Luke Albert Combs (; born March 2, 1990) is an American country music singer and songwriter. Born and raised in North Carolina, Combs began performing as a child, most notably performing at Carnegie Hall. After dropping out of college to pursue a career in music, he moved to Nashville, Tennessee, where he released his debut extended play, The Way She Rides, in 2014.

In 2017, Combs released his debut album, This One's for You, which reached number four on the Billboard 200. Combs released his second album, What You See Is What You Get, on November 8, 2019. The album topped the charts in multiple territories, becoming his first to do so. A deluxe version of the album was released on October 23, 2020, including the song "Forever After All".

Combs' music has earned him two Grammy Award nominations, two iHeart Radio music awards, four Academy of Country Music Awards and six Country Music Association Awards, including the 2021 & 2022 Entertainer of the Year award, their highest honor.

Early life
Combs, an only child, was born in Charlotte, North Carolina, the son of Rhonda and Chester Combs, and moved to Asheville, North Carolina, at the age of 8. He has been performing as a vocalist since childhood. While attending A. C. Reynolds High School, Combs played football and performed with multiple vocal groups, including performing a solo at Carnegie Hall. Later, he attended Appalachian State University where he worked as a bouncer at a bar before gaining stage time in that same bar. He played his first country music show at the Parthenon Cafe in Boone. With less than a month left in his senior year, he dropped out to pursue his country music career. He later moved to Nashville, Tennessee, to pursue a career in music.

Music
Combs released his first EP, The Way She Rides, in February 2014. Later that year, he released his second EP, Can I Get an Outlaw. In 2016, Combs' first single, "Hurricane", sold 15,000 copies in its first week, and debuted at number 46 on the Billboard Hot Country Songs chart. In November 2015, Combs released his third EP, This One's for You. In late 2016, Combs was named one of Sounds Like Nashville's "Artists to Watch".

Combs signed a deal with Sony Music Nashville, and the debut single from This One's for You, "Hurricane", was re-released on Columbia Nashville. "Hurricane" reached number one on the country radio airplay chart on May 15, 2017, holding that spot for two weeks.

In June 2017, Combs released his major label debut album, also titled This One's for You on Columbia Nashville and River House Artists. The album reached number one on Billboards Top Country Albums and number five on the US Billboard 200 in its first week.

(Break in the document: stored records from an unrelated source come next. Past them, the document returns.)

PR #4434, opened 2015-11-13
Updated Footer.

bobdenotter:
The ever-present footer bar was starting to get on my nerves. It's always there, taking up screen estate, and "boxing in" the page. This PR introduces a smaller, more subtle one, as well as some other minor changes to the "about" page. 

Screenshot: 

screen shot 2015-11-13 at 12 13 58

If you have set the 'branding' in your `config.yml`, it will still display the old, large bar:

screen shot 2015-11-13 at 12 27 11


GawainLynch:
:+1:

GawainLynch:
I still think we should have read `app/view/twig/nav/` to `app/view/twig/koalas_can_not_read_when_jetlagged/`… just sayin'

The album's second single, "When It Rains It Pours" was released to country radio on June 19, 2017. It reached number one on the Country Airplay chart in October 2017. The album's third single, "One Number Away" was released to country radio on January 8, 2018. In June 2018, Combs released a deluxe version titled This One's for You Too, with five bonus tracks, two of which ("She Got the Best of Me" and "Beautiful Crazy") were issued as singles with both reaching number-one. "Beautiful Crazy" reached number one on Country Airplay in February 2019, giving Combs five number-ones on the Billboard country chart with his first five singles. The song reached number one on three additional country charts – Hot Country Songs, Country Streaming Songs, and Country Digital Song Sales.

On June 11, 2019, Combs was invited to become the newest member of the Grand Ole Opry.

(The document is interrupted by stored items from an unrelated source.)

PR #5920, opened 2016-10-18
Set LegacyService for all Repo extending ContentRepository

dadaxr:
Fix a bug introduced with : [PR 5862](https://github.com/bolt/bolt/pull/5862)

All the Repositories extending the ContentRepository must have (for now) a "LegacyService" configured to handle correctly "Content Entities" ( content entities defined with the contenttype.yml file )

The previous PR was not always  setting that legacy service and it could (not always) end up with a bolt exception page when editing a content with the default backend UI.

This PR just ensure that the legacy service is set when retrieving a repository.

### DIFF
--- a/src/Storage/EntityManager.php
+++ b/src/Storage/EntityManager.php
@@ -8,6 +8,7 @@ use Bolt\Legacy\Storage;
 use Bolt\Storage\Collection\CollectionManager;
 use Bolt\Storage\Mapping\ClassMetadata;
 use Bolt\Storage\Mapping\MetadataDriver;
+use Bolt\Storage\Repository\ContentRepository;
 use Doctrine\Common\Persistence\Mapping\ClassMetadata as ClassMetadataInterface;
 use Doctrine\DBAL\Connection;
 use Doctrine\DBAL\Query\Expression\ExpressionBuilder;
@@ -50,6 +51,8 @@ class EntityManager implements EntityManagerInterface
     protected $legacyStorage;
     /** @var Callable */
     protected $defaultRepositoryFactory;
+    /** @var  ContentLegacyService */
+    protected $legacyService;
 
     /**
      * Creates a new EntityManager that operates on the given database connection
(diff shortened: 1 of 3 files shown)


src/Storage/EntityManager.php
```diff
@@ -262,42 +268,54 @@ public function getRepository($className)
...
+
         /*
          * The metadata driver can also attempt to resolve an alias for us.
          * For now we are hardcoding the link between a content entity and
          * the content repository, but in time this should be a metadata level
          * configuration.
          */
-        if ($this->getMapper()->resolveClassName($className) === 'Bolt\Storage\Entity\Content') {
-            return $this->getDefaultRepositoryFactory($classMetadata);
+        if (is_null($repo) && $this->getMapper()->resolveClassName($className) === 'Bolt\Storage\Entity\Content') {
```
GawainLynch: Small style consistency request… can you use comparison rather than functions:
```
if ($repo === null && $this->getMapper()->resolveClassName($className) === 'Bolt\Storage\Entity\Content') {
```

We're pretty much locked in on PSR-2 + [Symfony Coding Standards](http://symfony.com/doc/current/contributing/code/standards.html) … the main difference is that we still use spaces around concatenation operators.

src/Storage/EntityManager.php
```diff
@@ -262,42 +268,54 @@ public function getRepository($className)
...
+        if (is_null($repo) && in_array($className, $this->getMapper()->getUnmapped())) {
+            $repo = $this->getDefaultRepositoryFactory($classMetadata);
+        }
+
+        if (is_null($repo)) {
+            $repo = new Repository($this, $classMetadata);
         }
 
-        return new Repository($this, $classMetadata);
+        if (is_a($repo, Repository\ContentRepository::class)) {
```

In August 2019, This One's for You spent its 44th week at number one on Top Country Albums, setting the record for the longest reign at the top of that chart by a male artist.

His second album What You See Is What You Get was released on November 8, 2019. The album has charted the singles "Beer Never Broke My Heart", "Even Though I'm Leaving",  "Does to Me", a duet with Eric Church, and "Lovin' on You", all of which have reached number one on the country chart.

In May 2020, Combs released the single "Six Feet Apart". The single quickly became popular to listeners as it illustrated the challenges of life during the COVID-19 pandemic. In June 2020, Combs confirmed his next single would be "Lovin' on You", which was released on both his second album and the EP The Prequel, which predated the album.

Combs announced a deluxe version of What You See Is What You Get, titled What You See Ain't Always What You Get, with five new songs; it was released on October 23, 2020. The track "Forever After All" set streaming records in country music on Apple Music and Spotify.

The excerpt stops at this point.